> Task details: The expected output is the set of lines below beginning at the one that contains "aqjune-aws, line 5585: Wonder" and ending at the final line, reproduced exactly.

> Input:
···
Issue #6434, opened 2020-12-01
Allow setting allowed SSH MAC algorithms


eduardok:
golang's crypto module (used by gogs with its default MACs) defines hmac-sha1-96 that is considered weak by security scanning tools such as Tenable (https://www.tenable.com/plugins/nessus/71049), so we need a way to select with algorithms to use.
I already have this code in my fork.

PR #6435, opened 2020-12-01
ssh: allow setting allowed MAC algorithms for built-in server

eduardok:
golang's crypto module (used by gogs with its default MACs) defines hmac-sha1-96 that is considered weak by security scanning tools such as Tenable (https://www.tenable.com/plugins/nessus/71049).
This commit's app.ini drops hmac-sha1-96 given that it is the safer option.
New configuration setting SSH_SERVER_MACS allows one to put hmac-sha1-96 back if necessary (unlikely).

Fixes issue #6434.


internal/ssh/ssh.go
```diff
@@ -162,10 +162,11 @@ func listen(config *ssh.ServerConfig, host string, port int) {
 }
 
 // Listen starts a SSH server listens on given port.
-func Listen(host string, port int, ciphers []string) {
+func Listen(host string, port int, ciphers []string, macs []string) {
```
unknwon, line 165:
```suggestion
func Listen(host string, port int, ciphers, macs []string) {
```

unknwon (approved):
Thank you!

PR #6451, opened 2020-12-13
Use go1.16 official static embed feature instead go-bindata to embed static files

alimy:
* Use go1.16 official static embed feature instead go-bindata to embed static files.
* go1.16 go:embed feature is very nice to use and can try it in go dev tip now.
* ***Need wait go1.16 release***.


alimy:
Optimize implement by  #6628

PR #6463, opened 2021-01-01
Static Resources HTTP Response Header "Expire" Setting

dongtaolqq2020:
add optional HTTP Response Header  Expire Setting.


.github/workflows/docker.yml
```diff
@@ -0,0 +1,24 @@
+name: Publish Docker image
```
unknwon, line 1: Is this file included by mistake?

unknwon (changes requested):

PR #1328, opened 2026-06-04
feat(laurel): Adding surface syntax for calling instance procedures & lowering to Core

### LINKED ISSUE #1321: Laurel resolution pass should allow instance procedures on different composite types with the same name
The following Laurel program will cause an (unexpected error) during the resolution pass:
```
composite Counter {
  var count: int
  procedure tick(self: Counter) opaque modifies self { self#count := self#count + 1 };
}

composite Clock {
  var time: int
  procedure tick(self: Clock) opaque modifies self {
    self#time := self#time + 1
  };
}
```
Error message is: `error: Duplicate definition 'tick' is already defined in this scope`

This roots from line 248 in https://github.com/strata-org/Strata/blob/8ff810199ca7aa95b9c26f37b9e4a972bf0c8e2f/Strata/Languages/Laurel/Resolution.lean#L245-L250

Full reproduction:
```lean
import StrataTest.Util.TestDiagnostics
import Strata.DDM.Elab
import Strata.DDM.BuiltinDialects.Init
import Strata.Languages.Laurel.Grammar.LaurelGrammar
import Strata.Languages.Laurel.Grammar.ConcreteToAbstractTreeTranslator
import Strata.Languages.Laurel.Resolution

open StrataTest.Util
open Strata
open Strata.Elab (parseStrataProgramFromDialect)

namespace Strata.Laurel

private def processResolution (input : Lean.Parser.InputContext) : IO (Array Diagnostic) := do
  let dialects := Strata.Elab.LoadedDialects.ofDialects! #[initDialect, Laurel]
  let strataProgram ← parseStrataProgramFromDialect dialects Laurel.name input
  let uri := Strata.Uri.file input.fileName
  match Laurel.TransM.run uri (Laurel.parseProgram strataProgram) with
  | .error e => throw (IO.userError s!"Translation errors: {e}")
  | .ok program =>
    let result := resolve program
    let files := Map.insert Map.empty uri input.fileMap
    return result.errors.toList.map (fun dm => dm.toDiagnostic files) |>.toArray

/-- Same method name `tick` on two different composites. Today this fires
    `Duplicate definition 'tick' is already defined in this scope`. -/
def crossCompositeSameName := r"
composite Counter {
  var count: int
  procedure tick(self: Counter) opaque modifies self { self#count := self#count + 1 };
}

composite Clock {
  var time: int
  procedure tick(self: Clock) opaque modifies self {
//          ^^^^ error: Duplicate definition 'tick' is already defined in this scope
    self#time := self#time + 1
  };
}
"

#guard_msgs (error, drop all) in
#eval testInputWithOffset "CrossCompositeSameName" crossCompositeSameName 33 processResolution

/-- Distinct method names on two different composites. Resolves cleanly. -/
def crossCompositeDifferentName := r"
composite Counter {
  var count: int
  procedure tickCounter(self: Counter) opaque modifies self { self#count := self#count + 1 };
}

composite Clock {
  var time: int
  procedure tickClock(self: Clock) opaque modifies self { self#time := self#time + 1 };
}
"

#guard_msgs (error, drop all) in
#eval testInputWithOffset "CrossCompositeDifferentName" crossCompositeDifferentName 49 processResolution

end Laurel
```

AD1024:
## Summary

This PR addresses the problem that Laurel composite types could *declare* instance procedures inside `composite { ... }` blocks, but they couldn't be compiled or called. The Laurel→Core translator unconditionally rejected every instance procedure with a `NotYetImplemented` diagnostic, and even without that block they would have been silently dropped: the SCC ordering in [`CoreGroupingAndOrdering.lean`](Strata/Languages/Laurel/CoreGroupingAndOrdering.lean) only enumerates `program.staticProcedures`, so anything on `CompositeType.instanceProcedures` never reached Strata Core.

### 1. Surface syntax of instance procedure calls: `obj#method(args)`

- **Parser** ([`ConcreteToAbstractTreeTranslator.lean`](Strata/Languages/Laurel/Grammar/ConcreteToAbstractTreeTranslator.lean)): when the callee of `call(...)` is a `fieldAccess` node, emit `InstanceCall target method args` instead of dropping the receiver into an empty-string static call.
- **Grammar** ([`LaurelGrammar.st`](Strata/Languages/Laurel/Grammar/LaurelGrammar.st)): adjust `call`'s precedence so `c#m(args)` parses as `call(fieldAccess(c, m), args)`.
- **Resolution** ([`Resolution.lean`](Strata/Languages/Laurel/Resolution.lean)): pre-register instance procedures in the global scope under their lifted key (`<CompositeName>$<methodName>`). Two composites can now share a method name without colliding (Note: this change seems to resolve #1321 but the the issue of the Resolver still exists - variable scope should be carefully refactored for the resolution pass). `InstanceCall` resolution looks up the receiver's composite type, builds the lifted key, and stamps the resolved `uniqueId` on the original callee identifier.

### 2. Laurel-to-Laurel pass: `LiftInstanceProcedures`

A new pass under [`Strata/Languages/Laurel/LiftInstanceProcedures.lean`](Strata/Languages/Laurel/LiftInstanceProcedures.lean), wired into [`LaurelCompilationPipeline.lean`](Strata/Languages/Laurel/LaurelCompilationPipeline.lean) with `needsResolves := true` between `EliminateValueReturns` and `HeapParameterization`. The pass:

- Walks every `.Composite ct` in `program.types` and clones each `proc ∈ ct.instanceProcedures` into a fresh top-level static procedure named `<CompositeName>$<methodName>`. Body, parameters, contracts, and `invokeOn` are copied verbatim.
- Walks the entire program and rewrites every `InstanceCall` whose callee so it points at the lifted name (with the receiver prepended as the first argument to match the lifted procedure's `self : <CompositeName>` parameter).
- Clears `ct.instanceProcedures := []` on every composite and appends the lifted procedures to `program.staticProcedures`.

Downstream simplifications: [`HeapParameterization.lean`](Strata/Languages/Laurel/HeapParameterization.lean) drops its secondary traversal of `instanceProcedures` (now always empty), and the `NotYetImplemented` block in [`LaurelToCoreTranslator.lean`](Strata/Languages/Laurel/LaurelToCoreTranslator.lean) is replaced by a defensive `StrataBug` assertion that fires only on a pass-ordering regression (all instance procedures should already be lifted and rewritten at this point).


Strata/Languages/Laurel/LiftInstanceProcedures.lean
```diff
@@ -0,0 +1,213 @@
...
+
+The pipeline runs `resolve` again after this pass (`needsResolves := true`)
+so the fresh static procedures and the rewritten call sites get bound.
+-/
+
+namespace Strata.Laurel
+
+/-! ## uniqueId clearing on cloned procedures
+
+The cloned procedure inherits `Identifier.uniqueId` values from the prior
```
keyboardDrummer: I don't understand the issue that requires uuid clearing. The moved procedure is given a new name, but I would think that uuid wise everything can stay exactly the same. 

"two lifted procs both with a `self` parameter sharing a uid from the original composite scope" what is shared? All the references in two separate procedures will have their own uuid. They may resolve to things with the same uuid, but that's fine.

Strata/Languages/Laurel/LiftInstanceProcedures.lean
```diff
@@ -0,0 +1,213 @@
...
+      match td with
+      | .Composite ct =>
+        acc ++ ct.instanceProcedures.map fun proc =>
+          let renamed := { proc with name := liftedProcName ct.name proc.name }
+          clearProcUniqueIds renamed
+      | _ => acc
+
+  if liftedProcs.isEmpty then program else
+
+  -- Step 2: rewrite call sites everywhere they could appear.
```
keyboardDrummer: There's quite a lot of boilerplate in rewriting the calls across the program. Could we introduce a `mapStmtExpr` that works on entire programs?

keyboardDrummer (commented):
Really nice, thanks! Just A FYI: what should be done still, in another PR, by whomever is up to it, is add support for dynamic dispatch when calling abstract instance procedures. That feature is the main reason Laurel has instance procedures, since otherwise you could easily use static procedures instead of instance ones.

Strata/Languages/Laurel/LiftInstanceProcedures.lean
AD1024: I see. That makes sense to me. I think on the parse path, uids are always unique so it is fine to skip this. We will maintain the invariant of the resolution pass in this transformation.

Strata/Languages/Laurel/LiftInstanceProcedures.lean
AD1024: Yes - and in general I think we should have `AstTransformer` and `AstVisitor` at some point. There are many passes that does the structural recursion manually, and each of them needs a (very similar) termination proof.

AD1024:
Thanks for your feedback Remi!
I addressed your first comment - the UID scraping is indeed unnecessary (if we always take the program from a resolution pass); we only need to maintain the invariant given by the resolution pass on uids. 

For your second point, I definitely agree that the rewrite passes need refactor. Maybe we can factor this out to another PR? What do you think.

Strata/Languages/Laurel/LaurelAST.lean
```diff
@@ -544,6 +544,12 @@ def DatatypeDefinition.destructorName (dt : DatatypeDefinition) (field : Paramet
 def DatatypeDefinition.unsafeDestructorName (dt : DatatypeDefinition) (field : Parameter) : String :=
   s!"{dt.name.text}..{field.name.text}!"
 
+/-- Canonical lifted name for an instance procedure, used by both Resolution
+    pre-registration and the `LiftInstanceProcedures` pass.
+    Format: `"<CompositeName>$<methodName>"`. -/
+def liftedProcName (typeName methodName : Identifier) : Identifier :=
```
keyboardDrummer: Would prefer this living in `LiftInstanceProcedures.lean`

Strata/Languages/Laurel/Resolution.lean
```diff
@@ -883,7 +898,13 @@ private def preRegisterTopLevel (program : Program) : ResolveM Unit := do
         let qualifiedName := ct.name.text ++ "." ++ field.name.text
         let _ ← defineNameCheckDup field.name (.field ct.name field) (some qualifiedName)
       for proc in ct.instanceProcedures do
+        -- Register the instance procedure under its lifted name
+        -- (`<CompositeName>$<methodName>`) so two composites can share a method
+        -- name without colliding in the global scope. `obj#method(args)` call
+        -- sites are resolved by `resolveStmtExpr` looking up this lifted key.
+        let liftedKey := (liftedProcName ct.name proc.name).text
```
keyboardDrummer: I think the only reason we need `liftedProcName` in `Resolution.lean` is because we don't have a concept of nested scopes yet. The `liftedProcName` does not actually need to be the same as the one used in the instance procedure pass. I think it would be good to clarify that, by duplicating the function `liftedProcName`, and renaming the one used in `Resolution.lean` to something like `containerScopedName`

keyboardDrummer (commented):
Really nice! Left one more comment.

keyboardDrummer:
For the build feature, I think I have a fix here: https://github.com/strata-org/Strata/pull/1313

keyboardDrummer:
For the build issue. I don't think it's caused by this PR. I hope https://github.com/strata-org/Strata/pull/1313 will fix that.

AD1024:
Thanks! I found one more issue (calls on nested objects) when using this PR'a feature. Trying to fix it.

keyboardDrummer (dismissed):

AD1024:
FIxed the conflicts and redirect the merge to the backlog branch. 
@keyboardDrummer @ssomayyajula

keyboardDrummer (dismissed):

ssomayyajula (approved):

keyboardDrummer (approved):

PR #1332, opened 2026-06-05
Add induction principle for `resolveAux` and clean up type inference proofs

joscoh:
This PR cleans up and refactors the `resolve` proofs in 4 ways:
1. It defines an induction principle over `resolveAux` (`resolveAux_ind` on line 5453) which proves most of the boilerplate once-and-for-all rather than repeatedly in each proof. Proofs about `resolveAux` can now use this induction principle instead of needing strong induction on size and then threading through all of the assumptions about well-formedness, substitution absorption, etc. This has the concrete benefit of making the proof of `resolveAux_hasType` about 350 lines shorter. This addresses a TODO from https://github.com/strata-org/Strata/pull/1309.
2. It uses the `elim_err/elim_errs` tactics to greatly reduce the amount of nesting in proofs for case split -> 1 trivial goal, making the proofs more readable.
3. It splits `resolve_HasType` into `resolve_HasType_core`, generalized over type substitutions and requiring fewer preconditions (and needed for commands in a future PR) and the main theorem.
4. It removes uses of Lean auto-generated names (e.g. `this`) from proofs in `LExprTypeSpec.lean`.


shigoel (approved):
A much nicer solution to have an induction principle than individual inversion lemmas! Thanks!

Strata/DL/Lambda/LExprTypeSpec.lean
```diff
@@ -5497,6 +5452,347 @@ theorem TEnvWF.of_resolveAux
...
+      P c ct C Env Env1 → P th tht C Env1 Env2 → P el elt C Env2 Env3 →
+      P (.ite m c th el) et C Env Env')
+    -- Main statement
+    (e : LExpr T.mono) (et : LExprT T.mono) (C : LContext T)
+    (Env Env' : TEnv T.IDMeta)
+    (h_res : resolveAux C Env e = .ok (et, Env'))
+    (h_envwf : TEnvWF Env)
+    (h_ne : Env.context.types ≠ [])
+    (h_fwf : FactoryWF C.functions) :
+    P e et C Env Env' := by
```
aqjune-aws, line 5585: Wonder how AI could find this...

Strata/DL/Lambda/LExprTypeSpec.lean
```diff
@@ -311,18 +323,27 @@ theorem applySubstT_toLMonoTy {T : LExprParamsT}
...
-2. **`resolve_HasType`**: The top-level theorem. Since `resolve` is just
-   `resolveAux` followed by `applySubstT`, we decompose the hypothesis,
-   apply `resolveAux_HasType` (instantiating `S` with the final substitution),
-   and use `applySubstT_toLMonoTy`.
+2. **`resolve_HasType_core`**: Lifts `resolveAux_HasType` through `resolve` (which is
+   `resolveAux` followed by `applySubstT`, plus the empty-context guard). It exposes the
+   *universally-quantified-over-`S`* typing conclusion together with idempotence and
+   `TEnvWF Env'`, under the **minimal** preconditions (`TEnvWF`, `FactoryWF`,
+   `WellScoped` — no `checkContextTypesClosed`/`allKeysFresh`). This is the form
+   consumed by callers that compose substitutions themselves (e.g. `CmdType.inferType_HasType`).
```
aqjune-aws, line 340: Looking forward to it

aqjune-aws (approved):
···
> Task solution:
aqjune-aws, line 5585: Wonder how AI could find this...

Strata/DL/Lambda/LExprTypeSpec.lean
```diff
@@ -311,18 +323,27 @@ theorem applySubstT_toLMonoTy {T : LExprParamsT}
...
-2. **`resolve_HasType`**: The top-level theorem. Since `resolve` is just
-   `resolveAux` followed by `applySubstT`, we decompose the hypothesis,
-   apply `resolveAux_HasType` (instantiating `S` with the final substitution),
-   and use `applySubstT_toLMonoTy`.
+2. **`resolve_HasType_core`**: Lifts `resolveAux_HasType` through `resolve` (which is
+   `resolveAux` followed by `applySubstT`, plus the empty-context guard). It exposes the
+   *universally-quantified-over-`S`* typing conclusion together with idempotence and
+   `TEnvWF Env'`, under the **minimal** preconditions (`TEnvWF`, `FactoryWF`,
+   `WellScoped` — no `checkContextTypesClosed`/`allKeysFresh`). This is the form
+   consumed by callers that compose substitutions themselves (e.g. `CmdType.inferType_HasType`).
```
aqjune-aws, line 340: Looking forward to it

aqjune-aws (approved):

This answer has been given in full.